Ser vegetariana en Bariloche (parte 1)… recibiendo mis 35 en el Llao Llao

No puedo creer que ya llegué a la crónica número 50 de cómo ser vegetariana por el mundo. Y además esta nota es especial porque incluye mi festejo de cumple! Sí, porque festejé mis 35 vueltas al sol en la hermosa Patagonia y además cumpliendo uno de mis sueños viajeros.

Pero mejor no me adelanto a los hechos. Empecemos un día antes (sábado) cuando dejé la preciosa Villa La Angostura un día soleado de abril para dirigirme a San Carlos de Bariloche. A esta ciudad había ido en mi viaje de egresados allá por el 2003, y por supuesto no me acuerdo de mucho de esa época (porque no se visita mucho en este viaje).

El primer destino apenas llegué a Bariloche fue el famoso “Circuito Chico”, que está a unos 20 km del centro cívico de la ciudad. Pero como venía en viaje desde La Angostura, me pasé el punto más neurálgico (que visitaría en la semana).

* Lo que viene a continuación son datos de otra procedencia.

PR #95, opened 2021-06-04
Finite Discrete Measure

davibarreira:
This PR has the implementation of the `FiniteDiscreteMesure` struct which I talked about in #92. It is similar to the `DiscreteNonParametric` type in `Distributions.jl`. It contains a `support`and a `p` (for probability), allowing the user to store the empirical distributions. This would allow use to write functions such as `sinkhorn2(c, mu::FiniteDiscreteMeasure, nu::FiniteDiscreteMeasure)`, without having to pass both support and probabilities separately.

p.s: I don't feel strongly about the `FiniteDiscreteMeasure` naming. Feel free to give better suggestions. I just don't think `DiscreteMeasure` is a good name, because our variable cannot have infinite support, like a Poisson distribution.
`SimpleMeasure` is another option and would be theoretically correct. `EmpiricalMeasure`and `SampleMeasure` are another option, but they are kind of ambiguous, since the measure does not need necessarily to be either empirical or from a sampling process.


src/OptimalTransport.jl
```diff
@@ -17,8 +18,11 @@ export sinkhorn, sinkhorn2
 export emd, emd2
 export sinkhorn_stabilized, sinkhorn_stabilized_epsscaling, sinkhorn_barycenter
 export sinkhorn_unbalanced, sinkhorn_unbalanced2
+export sinkhorn_divergence
```
devmotion, line 21:
```suggestion
```

src/OptimalTransport.jl
```diff
@@ -17,8 +18,11 @@ export sinkhorn, sinkhorn2
...
 export quadreg
 export ot_cost, ot_plan, wasserstein, squared2wasserstein
+export FiniteDiscreteMeasure
+export cost_matrix
```
devmotion, line 25:
```suggestion
```

test/runtests.jl
```diff
@@ -1,3 +1,4 @@
+using LinearAlgebra: symmetric
```
devmotion, line 1:
```suggestion
```

devmotion (changes requested):

src/utils.jl
```diff
@@ -54,3 +54,53 @@ function checkbalanced(x::AbstractVecOrMat, y::AbstractVecOrMat)
         throw(ArgumentError("source and target marginals are not balanced"))
     return nothing
 end
+
+struct FiniteDiscreteMeasure{X<:AbstractArray,P<:AbstractVector}
```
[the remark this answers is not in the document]
davibarreira: The issue is that in such cases, it wouldn't allow for something like `FiniteDiscreteMeasure(rand(10,2), p)`, since a matrix is not an abstract vector.

src/utils.jl
```diff
@@ -54,3 +54,53 @@ function checkbalanced(x::AbstractVecOrMat, y::AbstractVecOrMat)
...
+            DiscreteNonParametric(vec(support), p ./ P)
+        end
+    else
+        return if P ≈ 1
+            FiniteDiscreteMeasure{typeof(support),typeof(p)}(support, p)
+        else
+            FiniteDiscreteMeasure{typeof(support),typeof(p)}(support, p ./ P)
+        end
+    end
+end
```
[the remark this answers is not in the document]
davibarreira: Yeah, the sorting has to be clearly stated, I got tricked by it sometimes. About the normalization, it is a matter of convenience. It allows one to write `mu = FiniteDiscreteMeasure(rand(10,2), rand(10))`, which I find really neat. Of course, if it creates significant issues, then we should just drop it. Otherwise, I like how it allows one to write very clean code.

src/utils.jl
```diff
@@ -54,3 +54,53 @@ function checkbalanced(x::AbstractVecOrMat, y::AbstractVecOrMat)
...
+"""
+function FiniteDiscreteMeasure(support::AbstractArray)
+    p = ones(size(support)[1]) ./ size(support)[1]
+    if size(support, 2) == 1
+        return DiscreteNonParametric(vec(support), p)
+    else
+        return FiniteDiscreteMeasure{typeof(support),typeof(p)}(support, p)
+    end
+end
+
```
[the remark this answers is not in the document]
davibarreira: Again, this is not a necessary "feature", but I'd argue it's very convenient for users. I have been doing a course on OT, so pretty much every week I have created a new notebook to showcase some OT. And as a user, I really appreciate this kind of functionality in which the functions already does most of the work for me. I guess since I come from Python, I'm mostly reckless in terms of efficiency, and I'm much more user-centric.
So, if this type of stuff creates issues, I think we should drop it. Otherwise, I'd love to have it :)

src/utils.jl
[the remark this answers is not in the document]
davibarreira: I see. My bad for commenting before reading your link. I guess the `ColVecs` and `RowVecs` indeed disambiguate things.

src/utils.jl
```diff
@@ -54,3 +54,53 @@ function checkbalanced(x::AbstractVecOrMat, y::AbstractVecOrMat)
...
+struct FiniteDiscreteMeasure{X<:AbstractArray,P<:AbstractVector}
+    support::X
+    p::P
+
+    function FiniteDiscreteMeasure{X,P}(support::X, p::P) where {X,P}
+        size(support, 1) == length(p) ||
+            error("number of rows of `support` and `p` must be equal")
+        sum(p) ≈ 1 || error("`p` must sum to 1")
+        all(p .>= 0) || error("values of `p` must be greater of equal than 0")
```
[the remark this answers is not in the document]
davibarreira: I guess we could actually use the `isprobs` function from `Distributions.jl`. Just found out about it after I coded this.

davibarreira:
@devmotion , I've implemented the changes requested. But I was not sure on how to implement the `RowVecs`and `ColVecs`standard. I still have to take a better look at how `KernelFunctions.jl` does it. Is your idea for us to implement it directly in our package, or to use the functions from `KernelFunctions.jl`?

I've removed the normalization, but I still think it's a good feature to have. @zsteve , can you share your opinion on the matter?

devmotion:
> @devmotion , I've implemented the changes requested. But I was not sure on how to implement the `RowVecs`and `ColVecs`standard. I still have to take a better look at how `KernelFunctions.jl` does it. Is your idea for us to implement it directly in our package, or to use the functions from `KernelFunctions.jl`?

No, this should not be reimplemented. Users should e.g. use ArraysOfArrays.jl or KernelFunctions.jl. And hopefully soon ColVecs and RowVecs will be moved to their own package, we discussed this a while ago and IIRC there is an open issue.

> I've removed the normalization and the default assignment of equal probability to all observations in case no prob vector is provided, but I still think they are good features to have. @zsteve , what do you think?

I think the normalization is not needed for many algorithms and can easily performed manually if needed (e.g. with `LinearAlgebra.normalize!`), therefore I would not include it in this PR. Additionally, the initial implementation in the PR caused a type instability which can be avoided in this way.

I am fine with adding a default for the probabilities, you could just change `probs::AbstractVector{<:Real}` to `probs::AbstractVector{<:Real}=Fill(inv(length(support)), length(support))`.

davibarreira:
Cool, I'll do the modifications right now.

src/utils.jl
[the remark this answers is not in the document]
davibarreira: Where is this function `Fill` from ? I just know `fill`.

davibarreira:
There is some compatibility issue, but I cannot reproduce in my machine. It seems to be related to `KernelFunctions`, which I used in the test.

devmotion:
KernelFunctions requires Julia >= 1.3 (this is one reason for why we want to extract ColVecs and RowVecs to a separate package). It seems ArraysOfArrays also supports Julia 1.0, so it would be better to use it in the tests until ColVecs and RowVecs are compatible with Julia 1.0.

davibarreira:
If there are no more proposed changes, I think this is ready to be merged :D

docs/src/index.md
```diff
@@ -36,3 +36,8 @@ sinkhorn_unbalanced2
 ```@docs
 quadreg
 ```
+
+## Auxiliary functions
+```@docs
+discretemeasure
+```
```
devmotion, line 43: Maybe we could not export the function until it is actually used in some examples (e.g. in the divergence PR)? This would make it easier to change the implementation and functionality if desired - if it is exported we can't remove it and only modify it in non-breaking ways if we don't want to make a breaking release.

```suggestion
```

src/OptimalTransport.jl
```diff
@@ -20,6 +20,7 @@ export sinkhorn_stabilized, sinkhorn_stabilized_epsscaling, sinkhorn_barycenter
 export sinkhorn_unbalanced, sinkhorn_unbalanced2
 export quadreg
 export ot_cost, ot_plan, wasserstein, squared2wasserstein
+export discretemeasure
```
devmotion, line 23: Same here:

```suggestion
```

src/utils.jl
```diff
@@ -54,3 +54,55 @@ function checkbalanced(x::AbstractVecOrMat, y::AbstractVecOrMat)
...
     return nothing
 end
+
+struct FiniteDiscreteMeasure{X<:AbstractVector,P<:AbstractVector}
+    support::X
+    p::P
+
+    function FiniteDiscreteMeasure{X,P}(support::X, p::P) where {X,P}
+        length(support) == length(p) || error("length of `support` and `p` must be equal")
+        isprobvec(p) ≈ 1 || error("`p` must be a probability vector")
```
devmotion, line 64: I guess this should be

```suggestion
        isprobvec(p) || error("`p` must be a probability vector")
```
?

test/utils.jl
```diff
@@ -95,4 +96,54 @@ Random.seed!(100)
...
     end
+
+    @testset "FiniteDiscreteMeasure" begin
+        @testset "Univariate Finite Discrete Measure" begin
+            n = 100
+            m = 80
+            μsupp = rand(n)
+            νsupp = rand(m)
+            μprobs = rand(n)
+            μprobs ./= sum(μprobs)
```
devmotion, line 107:
```suggestion
            μprobs = normalize!(rand(n), 1)
```

test/utils.jl
```diff
@@ -95,4 +96,54 @@ Random.seed!(100)
...
+            ν = discretemeasure(νsupp)
+            # check if it vectors are indeed probabilities
+            @test isprobvec(μ.p)
+            @test isprobvec(probs(μ))
+            @test ν.p == ones(m) ./ m
+            @test probs(ν) == ones(m) ./ m
+
+            # check if it assigns to DiscreteNonParametric when Vector/Matrix is 1D
+            @test typeof(μ) <: DiscreteNonParametric
+            @test typeof(ν) <: DiscreteNonParametric
```
devmotion, line 119: A bit shorter:

```suggestion
            @test μ isa DiscreteNonParametric
            @test ν isa DiscreteNonParametric
```

test/utils.jl
```diff
@@ -95,4 +96,54 @@ Random.seed!(100)
...
+            @test sort(vec(νsupp)) == ν.support
+            @test sort(vec(νsupp)) == support(ν)
+        end
+        @testset "Multivariate Finite Discrete Measure" begin
+            n = 10
+            m = 3
+            μsupp = [rand(m) for i in 1:n]
+            νsupp = [rand(m) for i in 1:n]
+            μprobs = rand(n)
+            μprobs ./= sum(μprobs)
```
devmotion, line 133:
```suggestion
            μprobs = normalize!(rand(n), 1)
```

test/utils.jl
```diff
@@ -3,6 +3,9 @@ using OptimalTransport
 using LinearAlgebra
 using Random
 using Test
+using Distributions
+
+include("../src/utils.jl")
```
devmotion, line 8: I guess you added this since `discretemeasure` is not exported anymore? This should be done differently though (the location might change and/or certain parts of utils.jl might require additional packages or other types that are not available if you just include it): Remove it
```suggestion
```
and just qualify all occurrences of `discretemeasure`, i.e., use `OptimalTransport.discretemeasure` (one could also load it explicitly with `using OptimalTransport: discretemeasure` but I prefer `OptimalTransport.discretemeasure` since it clearly indicates that the function is not exported and this is how we do it for all other non-exported functions).

test/utils.jl
```diff
@@ -95,4 +98,52 @@ Random.seed!(100)
...
+    @testset "FiniteDiscreteMeasure" begin
+        @testset "Univariate Finite Discrete Measure" begin
+            n = 100
+            m = 80
+            μsupp = rand(n)
+            νsupp = rand(m)
+            μprobs = normalize!(rand(n), 1)
+
+            μ = discretemeasure(μsupp, μprobs)
+            ν = discretemeasure(νsupp)
```
devmotion, line 111:
```suggestion
            μ = OptimalTransport.discretemeasure(μsupp, μprobs)
            ν = OptimalTransport.discretemeasure(νsupp)
```

test/utils.jl
```diff
@@ -95,4 +98,52 @@ Random.seed!(100)
...
+            @test sort(vec(νsupp)) == support(ν)
+        end
+        @testset "Multivariate Finite Discrete Measure" begin
+            n = 10
+            m = 3
+            μsupp = [rand(m) for i in 1:n]
+            νsupp = [rand(m) for i in 1:n]
+            μprobs = normalize!(rand(n), 1)
+            μ = discretemeasure(μsupp, μprobs)
+            ν = discretemeasure(νsupp)
```
devmotion, line 135:
```suggestion
            μ = OptimalTransport.discretemeasure(μsupp, μprobs)
            ν = OptimalTransport.discretemeasure(νsupp)
```

test/utils.jl
davibarreira: Good to know, thanks.

devmotion (approved):
OK, let's merge this and see how we can make use of it. Since it's not exported we can iterate freely until we reach a good design :slightly_smiling_face:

La parada inicial del trayecto fue la aerosilla del Cerro Campanario. Se accede desde la Avenida Bustillo y es uno de los imperdibles de la zona. El costo para subir por persona es de $600 (abril 2021) y el recorrido no es más que 5 minutos. Para no aburrirte podes ir viendo los árboles nativos con carteles bien explicados. Arriba hay dos miradores y una cafetería. Como era mediodía hice un almuerzo rápido (me pedí un tostado árabe de tomate y queso porque muchas opciones veggies no había), que se puede consumir en la misma cafetería mirando la montaña y el Nahuel Huapi.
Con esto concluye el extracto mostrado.